Wallmann will be doing double-duty at this year’s festival. In addition to leading the UW group, his own ensemble, the Sweet Minute Big Band, is on the bill for Friday evening on the Terrace, where they will perform in conjunction with the release of their new CD, Always Something.
For the rest of the festival, the action begins at 4:30 Friday afternoon on the Terrace with Susan Hofer & Friends, a combo of local musicians fronted by vocalist Hofer. They will be followed by the High School All Stars at 6:30; Wallman’s Sweet Minute Big Band at 8; and closing out the evening’s Terrace program, the Joel Paterson Trio featuring Chris Foreman. Madison audiences know former local Paterson well. Foreman is regarded by many as the best jazz organist in Chicago.
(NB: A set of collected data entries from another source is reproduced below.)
PR #1754, opened 2021-05-09
refactor(core): clearer case conversion + docs

chippers:

- [ ] Bugfix
- [ ] Feature
- [ ] New Binding Issue #___
- [ ] Code style update
- [x] Refactor
- [ ] Build-related changes
- [ ] Other, please describe:

- [ ] Yes. Issue #___
- [x] No

**Other information:**
the docs were a lacking for the quick case conversion i just wrote.

empty command keys (like if used with a wildcard `_: String`) for an `impl Serialize` type that are non-optional will now have a specific error message related to that.

if a new string was going to be allocated was a bit hidden, so I moved the underscore check to outside the conversion function.

### DIFF
--- a/core/tauri-macros/src/command/wrapper.rs
+++ b/core/tauri-macros/src/command/wrapper.rs
@@ -154,10 +154,10 @@ fn parse_arg(command: &Ident, arg: &FnArg) -> syn::Result<TokenStream2> {
     }
   };
 
-  // we only support patterns that allow us to extract some sort of keyed identifier.
+  // we only support patterns that allow us to extract some sort of keyed identifier
   let mut key = match &mut arg {
     Pat::Ident(arg) => arg.ident.to_string(),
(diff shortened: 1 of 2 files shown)


core/tauri-macros/src/command/wrapper.rs
```diff
@@ -187,23 +190,18 @@ fn parse_arg(command: &Ident, arg: &FnArg) -> syn::Result<TokenStream2> {
...
+/// Convert a snake_case string into camelCase, no underscores will be left.
+fn snake_case_to_camel_case(key: &str) -> String {
+  let mut camel = String::with_capacity(key.len());
+  let mut to_upper = false;
 
-    camel
-  } else {
-    s
+  for char in key.chars() {
+    match char {
```
chippers:
```suggestion
  for c in key.chars() {
    match c {
```

using char as a binding makes syntax highlighting look a bit weird

lucasfernog (approved):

Meanwhile, those who prefer their jazz indoors can wander into the Rathskeller, where the Ben Ferris Octet will be offering classic big band sounds beginning at 6 p.m. At 8, the vibe takes a turn for the Latin with Edi Rey y Su Salsera, which will deliver a diverse set of salsa, merengue, cumbia, mambo and cha cha cha, led by saxophonist Rey. Friday’s Rathskeller program ends with the New Breed jam, Madison’s longstanding jazz jam — normally found at the Cardinal these days — hosted by some of the best jazz talent in town.
Saturday, the Terrace will be hopping all day and into the night. Black Star Drum Line, an outfit founded in 2008 by drummer Joey B. Banks that helps youth build character and leadership skills along with percussion chops, kicks off the festivities with a performance/workshop starting at 11am. Next up is the Edgewood Big Band at 1 p.m.
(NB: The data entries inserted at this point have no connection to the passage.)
PR #1821, opened 2021-05-13
update-docs workflow was using an old rustdocusaurus version

Laegel:

- [ ] Bugfix
- [ ] Feature
- [ ] New Binding Issue #___
- [ ] Code style update
- [ ] Refactor
- [x] Build-related changes
- [ ] Other, please describe:

- [ ] Yes. Issue #___
- [x] No

### DIFF
--- a/.github/workflows/update-docs.yml
+++ b/.github/workflows/update-docs.yml
@@ -37,7 +37,7 @@ jobs:
         working-directory: ./tauri/core/tauri
         run: cargo doc --no-deps
       - name: run rustdocusaurus
-        uses: tauri-apps/rustdocusaurus/github-action@v1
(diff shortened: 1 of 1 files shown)


.github/workflows/update-docs.yml
```diff
@@ -37,7 +37,7 @@ jobs:
         working-directory: ./tauri/core/tauri
         run: cargo doc --no-deps
       - name: run rustdocusaurus
-        uses: tauri-apps/rustdocusaurus/github-action@v1
+        uses: tauri-apps/rustdocusaurus/github-action@v1.0.3
```
lucasfernog, line 40: you should probably do the same as covector and update the v1 tag every time a new patch is released, but let's do it this way for now.

lucasfernog (approved):

PR #1926, opened 2021-05-31
feat(core): allow `dev_path`, `dist_dir` as array of paths, fixes #1897

### LINKED ISSUE #1897: Exclude src-tauri from relative devPath
**Describe the bug**
Not tested by me - came from Discord help-triage.

The developer said:
> hi. The web side of my app is just hand-written html/css/js. I do not need a local development server. I would like the Tauri/Rust backend to be the server. What should I do when npm run tauri init asks me for the URL of my development server?

I replied that they can put a relative path instead of a dev server location. My example was to put `../`, thinking that devs may keep their vanilla assets at the top level.

Noah highlighted that this may cause issues because it would then include `/src-tauri`.  Obviously this can be bypassed if these are placed in a sub level, like `/src`.

**Expected behavior**
We should exclude the `/src-tauri` directory if pointed at the root level.

We could also add a hint in the docs that devs can use a relative path. This question has come up a few times recently.

lucasfernog:

- [ ] Bugfix
- [x] Feature
- [ ] New Binding Issue #___
- [ ] Code style update
- [ ] Refactor
- [ ] Build-related changes
- [ ] Other, please describe:

- [ ] Yes. Issue #___
- [ ] No

**Other information:**


lucasfernog:
The downside of this is that public paths get messy when specifying a file path on the array (currently I just assume it's a root file path). Ideally users should put all their front end assets on a specific folder and point devPath/distDir to that folder, but I agree it's easier to use an array when the frontend is very simple (like most of our examples).

PR #1957, opened 2021-06-06
feat(examples): improve api example, closes #1535

### LINKED ISSUE #1535: API Example Revision
There's a few of things here that aren't really working and we need to iron out before we release the beta and put this example up on the docs site:

- generally: I think that the console display should have newest result at the top instead of the end.
- I get linker errors on a macOS M1, so need to comment out the .cargo/config setting to get it to even build
- CLI example makes no sense / needs information
- new Window panics
- http example should be populated with something
- shell example dies too soon
- should be resizeable / transparent 
- would like to have the sidebar links have the proper mouse pointer (the one that looks like a hand) on hover
- updater should never allow versions older than the "minted timestamp" of the current version to be installed
```
{"body":"This is the latest version! Once updated you shouldn't see this prompt."
,"date":"2020-06-25T14:14:19Z","version":"2.0.0"}
```

lucasfernog:

- [ ] Bugfix
- [x] Feature
- [ ] New Binding Issue #___
- [ ] Code style update
- [ ] Refactor
- [ ] Build-related changes
- [ ] Other, please describe:

- [ ] Yes. Issue #___
- [ ] No


lucasfernog:
- [x] transparency
- [x] message history with date, shows latest first
- [x] CLI example docs
- [x] HTTP input URL default value
- [ ] frameless (needs the tauri plugin for titlebars?)

PR #1978, opened 2021-06-11
Fix workflows

rhysd:

- [ ] Bugfix
- [ ] Feature
- [ ] New Binding Issue #___
- [ ] Code style update
- [ ] Refactor
- [x] Build-related changes
- [ ] Other, please describe:

- [ ] Yes. Issue #___
- [x] No

**Other information:**

I found some mistakes in GitHub Actions workflow of this repository. This PR fixes them.

### DIFF
--- a/.github/workflows/core-lint-fmt.yml
+++ b/.github/workflows/core-lint-fmt.yml
@@ -162,11 +162,6 @@ jobs:
 
       - name: Get current date
         run: echo "CURRENT_DATE=$(date +'%Y-%m-%d')" >> $GITHUB_ENV
-        if: matrix.platform == 'macos-latest' || matrix.platform == 'ubuntu-latest'
-
-      - name: Get current date
-        if: matrix.platform == 'windows-latest'
-        run: echo "CURRENT_DATE=$(Get-Date -Format "yyyy-MM-dd")" | Out-File -FilePath $env:GITHUB_ENV -Encoding utf8 -Append
 
       - name: Cache cargo registry
         uses: actions/cache@v2.1.4
--- a/.github/workflows/test-bundler.yml
+++ b/.github/workflows/test-bundler.yml
@@ -96,11 +96,6 @@ jobs:
             override: true
             components: rustfmt, clippy
 
-      - name: install webkit2gtk (ubuntu only)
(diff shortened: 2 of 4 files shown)


.github/workflows/test-bundler.yml
```diff
@@ -96,11 +96,6 @@ jobs:
             override: true
             components: rustfmt, clippy
 
-      - name: install webkit2gtk (ubuntu only)
```
nothingismagick, line 99: We need webkit.

.github/workflows/core-lint-fmt.yml
```diff
@@ -162,11 +162,6 @@ jobs:
 
       - name: Get current date
         run: echo "CURRENT_DATE=$(date +'%Y-%m-%d')" >> $GITHUB_ENV
-        if: matrix.platform == 'macos-latest' || matrix.platform == 'ubuntu-latest'
-
```
nothingismagick, line 166: Time is needed for the cache.

nothingismagick (changes requested):
I don't understand what you think this is really fixing. Please file an issue and explain everything you want this PR to resolve.

nothingismagick:
BUT! Thanks for looking out for us :)

rhysd:
> Please file an issue and explain everything you want this PR to resolve.

I'm currently developing static checker for GA workflows and it detects some mistakes on workflows of this repository. So I just fixed them. You seem to think this PR is not useful so I'm closing this.

.github/workflows/core-lint-fmt.yml
rhysd: This `if` condition is always false. Check Actions result. `matrix.platform` is always `null` since no such matrix variation exists.

.github/workflows/test-bundler.yml
rhysd: This step is never run since `if` condition is always false. See Actions result.

nothingismagick:
I see. The problem is that a heavy handed approach that just deletes things doesn't solve the actual problem, its like amputation instead of removing the sliver.

Nevertheless, thanks for pointing out the issues.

At 2:30, contemporary/bebop practitioners the Clay Lyons Quartet take the stage. Lyons, a saxophonist and Madison native, graduated from the Berklee College of Music in Boston and has toured the world, even opening for Wayne Shorter and performing with Ruben Blades. Lyons will be joined by two of his Berklee bandmates from the Boston area, Leandro Pellegrino, winner of the 2013 Montreux Jazz Festival Guitar Competition, and drummer Kazu Odagiri, along with local bass veteran Nick Moran.
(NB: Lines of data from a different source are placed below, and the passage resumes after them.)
Issue #1977, opened 2021-06-11
Option to use external executor


DBTaylor:
It would be nice if Builder had an run_async method that returned a future to be run on an executor and Tauri used that executor instead of its internal one. Like:
```rust
#[tokio::main]
async fn main() {
	tauri::Builder::default()
		.run_async(tauri::generate_context!())
		.await
		.expect("error while running tauri application");
}
```
I have some managed state that needs to be initialized in an async context. Right now I block_on in setup and use App::manage, but it would be nice if I had the option to initialize pre-Tauri, await, and use Builder::manage.

ravern:
Same here. Trying to `manage` an `sqlx` connection pool but async is required to create the pool and start the connections.

I saw that in the past, `setup` actually took in an `async` closure? What changed?

ravern:
I found this when looking through the examples. It's not exactly using an external executor, but at least it allows you to share the runtime with `tauri`. And I think it solves your problem for initialising async state as well.

https://github.com/tauri-apps/tauri/blob/c1f8e11342941b846479d73bf50cb0a328ac3574/examples/splashscreen/src-tauri/src/main.rs#L21-L39

Perhaps there could be a `tauri::async_runtime::handle` function that we could use to get a `tokio::runtime::Handler` out to use.

lucasfernog:
Unfortunately this is not possible with the current tauri architecture. If you can find a way to implement this, we'd love to see it as a PR! For now you can use the `async_runtime` module.

PR #1983, opened 2021-06-13
feat(tauri): #1977 add `async_runtime::handle` for access to async runtime

ravern:

- [ ] Bugfix
- [x] Feature
- [ ] New Binding Issue #___
- [ ] Code style update
- [ ] Refactor
- [ ] Build-related changes
- [ ] Other, please describe:

- [ ] Yes. Issue #___
- [x] No

**Other information:**

### DIFF
--- a/.changes/api-async-runtime-handle.md
+++ b/.changes/api-async-runtime-handle.md
@@ -1,0 +1,5 @@
+---
+"tauri": patch
+---
+
+Adds `async_runtime::handle` to allow obtaining a handle for external usage of Tauri's async runtime.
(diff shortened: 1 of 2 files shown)


chippers:
if this is added, it should be behind a **non-default** `async-runtime-tokio` feature flag to prevent having a dependency re-export which would prevent switching runtimes/apis in the future

lucasfernog:
We should create a wrapper Handle too, so we do not return a tokio type directly.

ravern:
> We should create a wrapper Handle too, so we do not return a tokio type directly.

If this was to make it easier to rework the underlying runtime in the future, perhaps a trait would be better?

```rust
trait RuntimeHandle {
  fn spawn(...);
  fn block_on(...);
}

fn handle() -> impl RuntimeHandle { ... }
```

lucasfernog:
Yeah a trait works too.

lucasfernog:
See #2399.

Vocalist Alison Margaret brings her quintet to the stage at 4:30, followed at 6:30 by the Tony Castañeda Latin Jazz Superband, a souped-up version of Madison’s longtime favorite Latin jazz ensemble led by percussionist Castañeda. After Freddy Cole’s 8 p.m. headline act, the festival will close out with a set by the Neophonic Jazz Orchestra, a 24-piece throwback crew modeled after the ’60s-era Stan Kenton Orchestra, featuring several of Madison’s top jazz players.
The Isthmus Jazz Festival is now in its 27th year, but what sets this year’s festival apart from previous editions is the scope, expanding the festival beyond the Union Terrace. “We’re really excited to be able to expand the number of performance spaces we’re utilizing since the theater renovations are done,” says Alex Charland, a union staffer who coordinated the event. The biggest beneficiaries of that sprawl are festival-goers interested in the educational events. Organizers have partnered with the Madison Music Collective, which will present a variety of workshops, discussions and a film screening. Those events take place in the Fredric March Play Circle, beginning Friday at 7 p.m. with an advanced jazz improvisation workshop based on the teachings of George Russell, whose 1953 book, The Lydian Chromatic Concept of Tonal Organization for Improvisation, revolutionized the art of jazz soloing. At 9 p.m. the festival presents the documentary The Girls in the Band, followed by a Q&A session.
Saturday’s educational events include a workshop called Pop to Jazz, a strings class and stories and conversation with festival headliner Freddy Cole.
An international star whose brother was an even bigger international star, some of the best local jazz talent, a fancy-titled lecture about complicated jazz improvisational theory — no charge for (almost) any of it — what more could you ask for in a jazz festival?